Saved data entries:
PR #4845, opened 2021-08-10
web: Add resource grouping by labels to table view

lizzthabet:
This PR:
* Adds expandable label groups to table view in Storybook with tests
* Refactors some resource grouping code in detail view to share methods and styles with table view

Groups in table view, expanded:
Screen Shot 2021-08-11 at 3 07 04 PM

Groups in table view, collapsed:
Screen Shot 2021-08-11 at 3 07 28 PM

Storybook:
Screen Shot 2021-08-11 at 3 08 04 PM

Closes [ch12498](https://app.clubhouse.io/windmill/story/12498/add-expandable-resource-groups-to-table-view)


web/src/labels.ts
```diff
@@ -46,3 +64,89 @@ export function getUiLabels({ labels }: UILabels): string[] {
...
+
+  if (resources === undefined) {
+    return false
+  }
+
+  return resources.some((r) => getLabels(r).length > 0)
+}
+
+// Shared resource grouping styles
+// TODO: Consider moving these to a resource grouping specific file
```
lizzthabet, line 88: Any opinions here? I don't mind keeping the resource grouping + label together, but don't want it to be confusing.

web/src/types.ts
```diff
@@ -148,3 +148,9 @@ export type SidebarOptions = {
   // Filter options
   resourceNameFilter: string
 }
+
+// TODO (lizz): Centralize other redundant type definitions
```
lizzthabet, line 152: I think doing this now will make the diff too big to be useful. 🤓 I'll do this in a follow-up pr.

web/src/ResourceGroupsContext.tsx
```diff
@@ -0,0 +1,69 @@
...
+    // Note: this warning should only show in development
+    console.warn(
+      "Resource group context is not set. Did you forget to provide it?"
+    )
+  },
+  getGroup: () => {
+    // Note: this warning should only show in development
+    console.warn(
+      "Resource group context is not set. Did you forget to provide it?"
+    )
```
lizzthabet, line 28: I don't have strong opinions about keeping this warning message, but I found it useful in my development.

web/src/ResourceGroupsContext.tsx
```diff
@@ -0,0 +1,69 @@
...
+      ...prevState,
+      [groupLabel]: nextGroupState,
+    }))
+  }
+
+  function getGroup(groupLabel: string) {
+    return expanded[groupLabel] ?? DEFAULT_GROUP_STATE
+  }
+
+  const defaultValue = { expanded: {}, setGroup, getGroup }
```
nicks, line 62: i think 'expanded' is always empty?

web/src/ResourceGroupsContext.tsx
```diff
@@ -0,0 +1,69 @@
+import { createContext, PropsWithChildren, useContext } from "react"
+import { AnalyticsAction, AnalyticsType, incr } from "./analytics"
+import { usePersistentState } from "./LocalStorage"
+
+const GROUPS_LOCAL_STORAGE_NAME = "resource-groups"
+const DEFAULT_GROUP_STATE = true
+
+export type GroupExpandedState = { [key: string]: boolean }
+
+type ResourceGroupsContext = {
```
nicks, line 10: It seems extremely surprising to me that a method named getGroup/setGroup does collapse/expand? I feel like this file needs a naming/comment revamp (as well as tests)

nicks (commented):
I have some high-level architecture concerns about this PR. I think it would be a lot easier to move this forward if you broke up the state management and UI components into separate PRs.

web/src/labels.ts
```diff
@@ -46,3 +64,89 @@ export function getUiLabels({ labels }: UILabels): string[] {
...
+  }
+
+  if (resources === undefined) {
+    return false
+  }
+
+  return resources.some((r) => getLabels(r).length > 0)
+}
+
+// Shared resource grouping styles
```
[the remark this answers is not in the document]
lizzthabet: yup, i think that's generally a correct read on how i approached this implementation. i extracted out the shared styling between the two views because there are a lot of material ui component style overrides. each view implementation adds additional styling that's specific to the view.

i didn't think about how reusable the components are outside of these two views because we're only using grouping in these places. it seemed like an okay trade-off to me, but i'm happy to revisit that, either to create more reusable versions of the components or organize the code in a different manner.

there is a lack of commenting and documentation about the relationship bw the components that i can see is causing friction!

web/src/ResourceGroupsContext.tsx
lizzthabet: oh, that's my goof! it should be `expanded` from the persistent state above. (i implemented the shared context before the local storage state and forgot to change that.)

web/src/ResourceGroupsContext.tsx
lizzthabet: ah, yeah! 🤦🏻 my thinking was that we might want to track other properties (besides an `expanded` state) related to groups in the future, but i didn't want to over-engineer by creating a more complex state than we need right now. i can make these methods/state clearer and add comments.

landism:
Some design questions after playing around with it for a bit: (which might have already been considered and rejected or are probably just todos/future work anyway)
* Is it worth showing the status summary on collapsed groups, like we do in the sidebar?
* If I have a tiltfile with no labels, I can sort by alerts to ensure broken resources show at the top. If I add labels, is there a way to do that? Or is it only possible to sort within a group? (maybe a checkbox to control whether we list in groups?)
* Is it worth adding a tooltip advertising groups on the table view like we have in the sidebar?
* The collapsed group headers on the table view are kind of hard to distinguish from the background:
image
WDYT of making them look like the sidebar group headers?
image
(this is at least partly driven by it feeling weird that the button expands all the way across horizontally, but is pretty much invisible, which is a pretty minor nit)

lizzthabet:
i'm going to split this pr into two prs, so it'll be easier to review!

lizzthabet:
> Some design questions after playing around with it for a bit: (which might have already been considered and rejected or are probably just todos/future work anyway)
> 
>     * Is it worth showing the status summary on collapsed groups, like we do in the sidebar?
> 
>     * If I have a tiltfile with no labels, I can sort by alerts to ensure broken resources show at the top. If I add labels, is there a way to do that? Or is it only possible to sort within a group? (maybe a checkbox to control whether we list in groups?)
> 
>     * Is it worth adding a tooltip advertising groups on the table view like we have in the sidebar?
> 
>     * The collapsed group headers on the table view are kind of hard to distinguish from the background:
>       image
>       WDYT of making them look like the sidebar group headers?
>       image
>       (this is at least partly driven by it feeling weird that the button expands all the way across horizontally, but is pretty much invisible, which is a pretty minor nit)

@landism, these are super great questions! (sorry, i converted this back into draft mode before i saw your comments.)

* each resource group will have a status summary next to it and there will be the same info icon and tooltip that links to the resource grouping docs. i was planning to do those in separate prs.
* in the designs, you can sort by status and when you sort one label group, it'll sort all the label groups by the same criteria. i'm not 100% sure how global sorting state will work with react-table, but that's the functionality i'm going to aim for! (this work is outlined in [ch12496](https://app.clubhouse.io/windmill/story/12496/add-support-for-status-sorting-in-table-view)). i think that'll address the missing "sort by alerts" functionality in table view.
* to your point about 100% width but visually indistinguishable buttons, i had the same thought! i was planning to bring this up with surbhi during our design review, when i have a couple more of the resource grouping features implemented. it's good to know that i wasn't the only one who noticed that.

web/src/labels.ts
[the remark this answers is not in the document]
nicks: two patterns i've seen are:
1) the one we use in SidebarItemView, where we create a single component with top-level CSS classes to control variants on styling (https://github.com/tilt-dev/tilt/blob/master/web/src/SidebarItemView.tsx#L68)
2) the material-ui styling hooks, which we use in a few places: https://material-ui.com/styles/basics/#hook-api

i agree that the main goal is to figure out what's the best way to move this PR forward, and the way to do that might be to use this approach for now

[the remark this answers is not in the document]
nicks: i think it would also be totally reasonable to make these two completely separate components with no shared code. i was reminded of this old advice this week: https://twitter.com/zkat__/status/1425859526616616960

lizzthabet:
thank you for all your feedback, @nicks and @landism! i've updated this pr to include only the addition of expandable resource groups in table view from storybook. i pulled the shared styles (which are 95% removing the material ui default styles) into a separate `ResourceGroups` file and added comments. this solution isn't the _most_ dry or reusable, but i think we can revisit the code if/when we use it in a third place. 

i'll open a separate pr for the persistent expanded group state work.

web/src/ResourceGroupsContext.tsx
lizzthabet: i will address this in a separate pr with the persistent state code!

web/src/OverviewTable.tsx
```diff
@@ -551,13 +618,54 @@ function viewToRowValues(
...
-export default function OverviewTable(props: OverviewTableProps) {
-  let logStore = useLogStore()
-  const data = React.useMemo(() => viewToRowValues(props.view, logStore), [
-    props.view.uiResources,
-    props.view.uiButtons,
-  ])
+function getResourceLabels(resource: UIResource) {
+  const uiLabels = asUILabels({ labels: resource.metadata?.labels })
+  return getUILabels(uiLabels)
+}
```
landism, line 624: this function is kind of confusing!
1. the names `getResourceLabels`, `asUILabels`, and `getUILabels` don't really distinguish themselves from each other
2. `getUILabels(uiLabels)` - getting ui labels from ui labels doesn't make much sense!

Some options:
* At a glance, it seems pretty clear this is just getting labels from a resource so maybe just adding a `: []string` return type annotation would clear things up a bit
* The only other place that calls `asUILabels` also just passes its result into `getUILabels`, so maybe just `asUILabels`, `getUILabels`, and `getResourceLabels` into one function, to clean up the naming?
* rename `UILabels`/`asUILabels`, which doesn't seem like the right name anyway - at that point, it represents all labels, not just ones used by the UI

web/src/OverviewTable.tsx
```diff
@@ -68,16 +99,52 @@ type OverviewTableStatus = {
...
 
   td:first-child {
     padding-left: ${SizeUnit(1)};
   }
   td:last-child {
     padding-right: ${SizeUnit(1)};
   }
+
+  &.isGroup {
+    /* border: 1px yellow solid; */
```
landism, line 144: 👀

landism (commented):
didn't have time to finish reviewing before I had to stop for the day, but here are some comments

web/src/OverviewTable.test.tsx
```diff
@@ -35,3 +49,170 @@ it("shows buttons on the appropriate resources", () => {
...
+          resourcesInLabelGroup = unlabeled.map((resource) => resource.name)
+        } else if (groupName === TILTFILE_LABEL) {
+          resourcesInLabelGroup = tiltfile.map((resource) => resource.name)
+        } else {
+          resourcesInLabelGroup = labelsToResources[groupName].map(
+            (resource) => resource.name
+          )
+        }
+
+        expect(resourcesInTable).toEqual(resourcesInLabelGroup)
```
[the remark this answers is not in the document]
lizzthabet: this makes sense to me!

web/src/OverviewTable.test.tsx
```diff
@@ -35,3 +49,170 @@ it("shows buttons on the appropriate resources", () => {
...
+      const resourceGroups = wrapper.find(OverviewGroup)
+
+      resourceGroups.forEach((group) => {
+        // Find the label group name
+        const groupName = group.find(OverviewGroupName).text()
+        // Find the resource list displayed in the table
+        const table = group.find(Table)
+        const resourcesInTable = table
+          .find(TableNameColumn)
+          .map((resourceName) => resourceName.text())
```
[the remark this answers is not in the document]
lizzthabet: yeah, that's a good point. i hesitate to hardcode expected cases based on shared mocked data because, (at least in other codebases i've worked on), when that data is changed for an unrelated reason, it can cause a bunch of tests to falsely fail. (though one might argue that false negatives are better than false positives when it comes to tests passing!)

i think in this case, because the `toEqual()` values are generated from the `view`, we should get a correct failure if `OverviewTable` changes. i'll keep this in mind for future tests i write.

web/src/OverviewTable.tsx
```diff
@@ -634,3 +747,82 @@ export default function OverviewTable(props: OverviewTableProps) {
...
+export function TableGroupedByLabels(props: OverviewTableProps) {
+  const logStore = useLogStore()
+  const data = useMemo(
+    () =>
+      resourcesToTableCells(
+        props.view.uiResources,
+        props.view.uiButtons,
+        logStore
+      ),
+    [props.view.uiResources]
```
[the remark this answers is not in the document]
lizzthabet: thanks for catching these!

web/src/OverviewTable.test.tsx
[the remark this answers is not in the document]
landism: Oops, you're right, I got my expected and actual reversed. Sorry!

(maybe I've become too reliant on the pattern of explicitly naming expected and actual vars "expected" and "actual")

web/src/OverviewTable.tsx
lizzthabet: you're right! i know the typescript gymnastics are a little goofy with both the type predicate and the casting function. i'll added better commenting and created a single helper function that's used instead of `as`/`isUILabels`.

web/src/labels.ts
```diff
@@ -46,3 +59,22 @@ export function getUiLabels({ labels }: UILabels): string[] {
...
+// and a label accessor function
+export function resourcesHaveLabels<T>(
+  features: Features,
+  resources: T[] | undefined,
+  getLabels: (resource: T) => string[]
+): boolean {
+  // Labels on resources are ignored if feature is not enabled
+  if (!features.isEnabled(Flag.Labels)) {
+    return false
+  }
```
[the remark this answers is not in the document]
lizzthabet: i think this is okay to leave as-is. maybe a little bit of personal preference here! in my mind, if the labels feature flag is off, then it's the same as a resource not having labels.

web/src/OverviewTable.test.tsx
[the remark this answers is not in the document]
lizzthabet: gotchu! it'll be helpful if i rename the vars for better clarity.

web/src/OverviewTable.tsx
```diff
@@ -568,23 +667,29 @@ export default function OverviewTable(props: OverviewTableProps) {
...
-    if (c.Header === "Widgets" && widgetsVisible !== c.isVisible) {
-      c.toggleHidden(!widgetsVisible)
-    }
-  })
+  // const widgetsVisible = hasWidgets(props.view)
+  // columns.forEach((c) => {
+  //   if (c.Header === "Widgets" && widgetsVisible !== c.isVisible) {
+  //     c.toggleHidden(!widgetsVisible)
+  //   }
+  // })
```
landism, line 687: I think it's fine to just delete this and worry about it if/when someone gives us a reason to

landism (approved):
🪗 🎉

To do | Wherever the word "tests" appears in the entries above, copy that whole line.

Result of this task |
* Adds expandable label groups to table view in Storybook with tests
nicks, line 10: It seems extremely surprising to me that a method named getGroup/setGroup does collapse/expand? I feel like this file needs a naming/comment revamp (as well as tests)
lizzthabet: yeah, that's a good point. i hesitate to hardcode expected cases based on shared mocked data because, (at least in other codebases i've worked on), when that data is changed for an unrelated reason, it can cause a bunch of tests to falsely fail. (though one might argue that false negatives are better than false positives when it comes to tests passing!)
i think in this case, because the `toEqual()` values are generated from the `view`, we should get a correct failure if `OverviewTable` changes. i'll keep this in mind for future tests i write.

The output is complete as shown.